PR #87, opened 2016-08-26
Ignore 503 from ORES

Pchelolo:
ORES responds with 503 when the server is overloaded, don't make the problem worse by retrying.

@Ladsgroup Do you know any other error codes from ORES that shouldn't be retried?

cc @wikimedia/services

### DIFF
--- a/config.example.wikimedia.yaml
+++ b/config.example.wikimedia.yaml
@@ -256,6 +256,9 @@ spec: &spec
               ores_cache:
                 topic: mediawiki.revision_create
                 concurrency: 10
+                ignore:
+                  status:
+                    - 503
                 cases:
                   - match:
                       meta:
--- a/lib/base_executor.js
+++ b/lib/base_executor.js
@@ -280,13 +280,14 @@ class BaseExecutor {
                 event: message
             });
             return reportError();
-        } else if (this.rule.shouldRetry(e)
-                && !this._isLimitExceeded(retryMessage, e)) {
-            return this.hyper.post({
-                uri: '/sys/queue/events',
-                body: [ retryMessage ]
-            });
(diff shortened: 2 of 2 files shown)


Ladsgroup:
I think I know why it's overloading and that will be fixed in Monday. If a kind of throttling can be applied,  like when it errors, wait for n seconds and then retry, it would be amazing. If it's not possible, I guess just ignoring won't do much harm (specially since overload percentage is less than 1%)

Pchelolo:
@Ladsgroup There's throttling already, it retries after 1 minute and if it fails again - retries after 6 minutes. It's not fixing any issue we see currently, just I thought that in case ORES would be experiencing issues and the rate of 503 would become significant, retrying them (even after 1 minute) only worsened the problem. Basically I wanna protect from potential situation where ORES is 'almost dead' sending lots of 503 and CP kills it completely with retries. Since the cost of missing an update is minimal I think it's better to ignore 503 responses.

Currently it will retry 5xx except 503.

Ladsgroup:
Here's the monitoring graph for overload error, https://grafana.wikimedia.org/dashboard/db/ores?panelId=9&fullscreen

They are not much even with a big pressure we are currently putting on it, so I really have no preferences.

Pchelolo:
@Ladsgroup ok. I think I'll still push this in for extra safety

Ladsgroup:
:+1:

gwicke:
@Pchelolo, this might be an example where processing main requests & retries in the same worker & sharing the concurrency limit between them might be a win. This would eliminate the risk of doubling concurrency relative to normal processing during times of high retry rates.

Pchelolo:
Corresponding gerrit: https://gerrit.wikimedia.org/r/307810

PR #35, opened 2025-04-02
WIP: lane debugging support

palves:
New lane debugging support from scratch, on top of "amd-staging with existing lane support stripped out" branch.

The users/palves/amd-staging-without-lane-support branch is amd-staging with rocgdb's current lane debugging support stripped out.

The users/palves/lane-debugging branch then reapplies all the lane debugging patches again, up until a diff against amd-staging is (almost) empty.  Then, it adds patches on top adjusting to the user interface changes that we will want to submit upstream.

========

# [WHAT NEEDS TO BE DONE]
Make an exact copy of the whole listing, so that no line is lost.

# [RESPONSE FOR THIS EXERCISE]
PR #87, opened 2016-08-26
Ignore 503 from ORES

Pchelolo:
ORES responds with 503 when the server is overloaded, don't make the problem worse by retrying.

@Ladsgroup Do you know any other error codes from ORES that shouldn't be retried?

cc @wikimedia/services

### DIFF
--- a/config.example.wikimedia.yaml
+++ b/config.example.wikimedia.yaml
@@ -256,6 +256,9 @@ spec: &spec
               ores_cache:
                 topic: mediawiki.revision_create
                 concurrency: 10
+                ignore:
+                  status:
+                    - 503
                 cases:
                   - match:
                       meta:
--- a/lib/base_executor.js
+++ b/lib/base_executor.js
@@ -280,13 +280,14 @@ class BaseExecutor {
                 event: message
             });
             return reportError();
-        } else if (this.rule.shouldRetry(e)
-                && !this._isLimitExceeded(retryMessage, e)) {
-            return this.hyper.post({
-                uri: '/sys/queue/events',
-                body: [ retryMessage ]
-            });
(diff shortened: 2 of 2 files shown)


Ladsgroup:
I think I know why it's overloading and that will be fixed in Monday. If a kind of throttling can be applied,  like when it errors, wait for n seconds and then retry, it would be amazing. If it's not possible, I guess just ignoring won't do much harm (specially since overload percentage is less than 1%)

Pchelolo:
@Ladsgroup There's throttling already, it retries after 1 minute and if it fails again - retries after 6 minutes. It's not fixing any issue we see currently, just I thought that in case ORES would be experiencing issues and the rate of 503 would become significant, retrying them (even after 1 minute) only worsened the problem. Basically I wanna protect from potential situation where ORES is 'almost dead' sending lots of 503 and CP kills it completely with retries. Since the cost of missing an update is minimal I think it's better to ignore 503 responses.

Currently it will retry 5xx except 503.

Ladsgroup:
Here's the monitoring graph for overload error, https://grafana.wikimedia.org/dashboard/db/ores?panelId=9&fullscreen

They are not much even with a big pressure we are currently putting on it, so I really have no preferences.

Pchelolo:
@Ladsgroup ok. I think I'll still push this in for extra safety

Ladsgroup:
:+1:

gwicke:
@Pchelolo, this might be an example where processing main requests & retries in the same worker & sharing the concurrency limit between them might be a win. This would eliminate the risk of doubling concurrency relative to normal processing during times of high retry rates.

Pchelolo:
Corresponding gerrit: https://gerrit.wikimedia.org/r/307810

PR #35, opened 2025-04-02
WIP: lane debugging support

palves:
New lane debugging support from scratch, on top of "amd-staging with existing lane support stripped out" branch.

The users/palves/amd-staging-without-lane-support branch is amd-staging with rocgdb's current lane debugging support stripped out.

The users/palves/lane-debugging branch then reapplies all the lane debugging patches again, up until a diff against amd-staging is (almost) empty.  Then, it adds patches on top adjusting to the user interface changes that we will want to submit upstream.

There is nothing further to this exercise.